Saturday, April 19, 2008

Movie Review: 88 Minutes

So watching 88 Minutes is akin to placing a steaming turd in the middle of the kitchen and letting the smell slowly seep into everything important to you.

Watching this movie is like seeing 24 by way of the Scream series. This is nothing more than Al Pacino showing us his take on Jack Bauer.

Starring the aforementioned Al Pacino and a vertiable who's who of B-list talent including Leelee Sobieski, Amy Brenneman, Neal McDonough, the angry kid from the OC and the criminally underused William Foresythe this film doesn't have the slightest idea about what it really wants to be.

88 minutes practically begs to be released straight to video. Instead the poor thing is forced to shuck and jive in the big leagues and, as a result, it comes off looking tacky and cheap. The plot is stale, essentially a who-dunnit serial killer retread (why is it always serial killers these days, don't people just kill one-offs anymore?) Al Pacino, as psychiatrist Dr. Jack Gramm, has 88 minutes to find out who is copying the murders of a serial killer he helped put in jail before the unseen killer comes after him.
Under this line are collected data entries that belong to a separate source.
PR #744, opened 2021-04-26
Fancy Testcase Flight Controllers

kylekrol:
### Summary of changes

This is really just a quality of life thing. Essentially, this PR attempts to centralize the way in which we interact with a flight controller across dual and single sat cases. Much like `psim`, there is now a `self.leader: FancyFlightController` in all test cases and a `self.follower: FancyFlightController` in dual sat cases.

The PR is pretty straightforward, but now we have the follower abilities:

```
self.[leader|follower].rs(<field>, print=[True|False])
self.[leader|follower].ws(<field>, <value>, print=[True|False])
```

along with the `mission_state` property (we could add more of these and even come up with a fancy decorate to generate them for us!)

Most changes are intended to be backwards compatible; however, some write state functions were removed that did a `ws` immediately followed by a read to reduce test case overhead.

### DIFF
--- a/ptest/cases/base/dual_sat_case.py
+++ b/ptest/cases/base/dual_sat_case.py
@@ -1,13 +1,7 @@
 from ...data_consumers import Logger
-import time
-import math
-import threading
-import traceback
 from ..utils import Enums, TestCaseFailure, suppress_faults
-import psim # the actual python psim repo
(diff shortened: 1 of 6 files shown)


shihaocao (approved):
Sweet

PR #747, opened 2021-04-27
Add Sleep on Desktop Platforms

kylekrol:
HOOTLs no longer pin a core to 100% for each fsw binary. Can someone verify this still builds on Mac?

I also suspect this could help with performance issues on Linux. Most likely, the scheduler was demoting the fsw binary as a long running program without many interrupts/system calls.


shihaocao (approved):

tanishqaggarwal:
I strongly suggest reversion until we verify that the timing is still okay.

The film is reduced to relying on this hackneyed plot device, in order to add a sense of drama and urgency to the story. However, it fails even to accomplish that base urgency satisfactorily. While visually trying it's best to be slick and edgey the film trips itself up and insists on dropping minding numbingly dull expository scenes into the action, presumably to heigthen the tension by giving all the ensemble characters slightly suspicious backgrounds.
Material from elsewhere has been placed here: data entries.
Issue #695, opened 2021-04-01
Day-In-The-Life Test


kylekrol:
We want to run flight software for an extended period of time (on the order of a day or more) to verify flight software is actually stable enough - i.e. no subtle memory leaks and execution time remains constant over time.

This ideally would be run on an actual Teensy but we could think about running a long-duration HOOTL case as well if we monitor memory usage.

DITL Logging

24 Hr HOOTL

24 HR HITL QuakeBox

3 HR HITL EDU 

Relates to #604 and #624.

We may have issues with #557.

shihaocao:
Want to track memory usage over Day in the Life, as well as cycles passed (indirect verification of timing)

angelaloh09:
Goals of Ditl case were to fsw can run for long period of time, check for regular control cycle times & to ensure no memory leaks. 
- Verification of control cycle times with EDU 70 min. test attached in #624
- Verification of no memory leak plots/log screenshots for HOOTL Logging, 3HR Quake, and 70 min. Edusat attached in #604

Issue #604, opened 2021-01-03
Ensure no memory leaks of FlightSoftware


tanishqaggarwal:
We should run FSW for a long, long time and check if memory usage keeps increasing.

samuelqian01:
![Screenshot from 2021-04-17 10-30-30](https://user-images.githubusercontent.com/65980474/115117257-a6948380-9f6b-11eb-9ed5-a416ee85c001.png)
![Screenshot from 2021-04-17 10-35-44](https://user-images.githubusercontent.com/65980474/115117260-a8f6dd80-9f6b-11eb-8f75-af0308344e49.png)

No memory leaks after many many many hours of running.

angelaloh09:
3 Hr Quake Test shows no memory leaks:
<img width="523" alt="Screen Shot 2021-05-08 at 10 18 58 AM" src="https://user-images.githubusercontent.com/44074422/117542486-d40ea300-afe6-11eb-970b-3ce8c6eb4783.png">

angelaloh09:
70 min EduSat shows no memory leaks and normal cycling: (detumble state)

No Memory Leaks:
<img width="639" alt="pan_memory_use_ditl" src="https://user-images.githubusercontent.com/44074422/117542541-0f10d680-afe7-11eb-8c35-06f9957f4b2f.png">


Cycling: 
![pan_cycle_no_detumble_ditl](https://user-images.githubusercontent.com/44074422/117542519-f43e6200-afe6-11eb-896c-0498197992c5.png)

PR #764, opened 2021-05-08
Ditl

angelaloh09:
# Ditl Case

Fixes #. 
- #695 
- #604

### Summary of changes
- Added Day in the Life Test Case which inherits from SingleSatDetumbleCase

### Testing
- Tested: DITL Logging, 24 Hr HOOTL, 3 Hr Quake Test, 70 min. Edu Sat Test
- All tests logged data and showed no memory leaks and stable cycling

Logs plot outputs for cycling uploaded to issue #624 and plots for no mem leaks have been attached to issue #695


configs/flight_and_test_envs.ini
```diff
@@ -44,6 +44,10 @@ build_flags = ${fsw_teensy_hitl.build_flags} ${follower.build_flags}
 extends = fsw_teensy36
 build_flags = ${fsw_teensy_hitl.build_flags} ${leader.build_flags}
 
+[env:fsw_teensy36_hitl_leader_autotelem]
+extends = env:fsw_teensy36_hitl_leader
+build_flags = ${env:fsw_teensy36_hitl_leader.build_flags} -D AUTOTELEM
+
```
shihaocao, line 50: To confirm these two configs were used for the 24 HITL with no quake?

ptest/cases/ditl.py
```diff
@@ -0,0 +1,30 @@
+# Runs mission from startup state to standby state.
+from psim.sims import SingleAttitudeOrbitGnc
+from .utils import Enums, mag_of, sum_of_differentials
+from .mission import SingleSatDetumbleCase
```
kylekrol, line 4:
```suggestion
from .mission import SingleSatDetumbleCase
```

kylekrol: Don't think we need these extra imports either.

kylekrol (approved):
I'd just recommend removing the extra code in the suggestions I have but looks good!

configs/flight_and_test_envs.ini
angelaloh09: Yeah, those were used for 24 HITL, but I don't think they were committed because they were included in the gitignore file. @samuelqian01 do you wanna push the configs to the branch? I don't have them on my end

knk38 (approved):
looks good to me, pending kyle's suggestions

In reality all this character building is patently absurd. The film is full of red herrings, and very quickly any actual plot becomes irrelevant. We're left with a not-so-amusing shell game of trying to seperate the valid information from the useless chaff chucked in to make the story seem more complicated than it really is. After about twenty minutes the only reason you're still watching is because you're waiting to see which one of the 'name' actors is going to turn out to be the baddie.

Al Pacino is one of the great acting talents of our time. But in this role he seems more like Morgan Freeman, performing in films that require a physiciality from him that he can no longer deliver on. You can practically see him falling over from exhaustion as he runs, because this is a thriller goddammit, from one contrived set piece to the next. As if making up for his lack of vitiality he has decided to surround himself with pretty, youthful, sexy actors, most of which you'd recognize, even if you're not quite sure from where.

If you're looking for a real, as it happens type story, I'd recommend just going out and watching 24. For lesser known, and liked, examples there is always Nick of Time, Phone Booth and Rope.

Don't waste your time on this film. Let's all remember Al Pacino as a great actor who usually does great parts. Not as someone who fills up his off time by taking any script that is slipped to him under the doors of a bathroom stall.

4 comments:

GunMetalBlue said...

You actually laid down money for this?! Mike told us it was awful, weren't you there?

LOL, sorry dude.

you should have come to see The Forbidden Kingdom with me....that kicked effing ass!

In fact, if you want to go, I may see it again this week.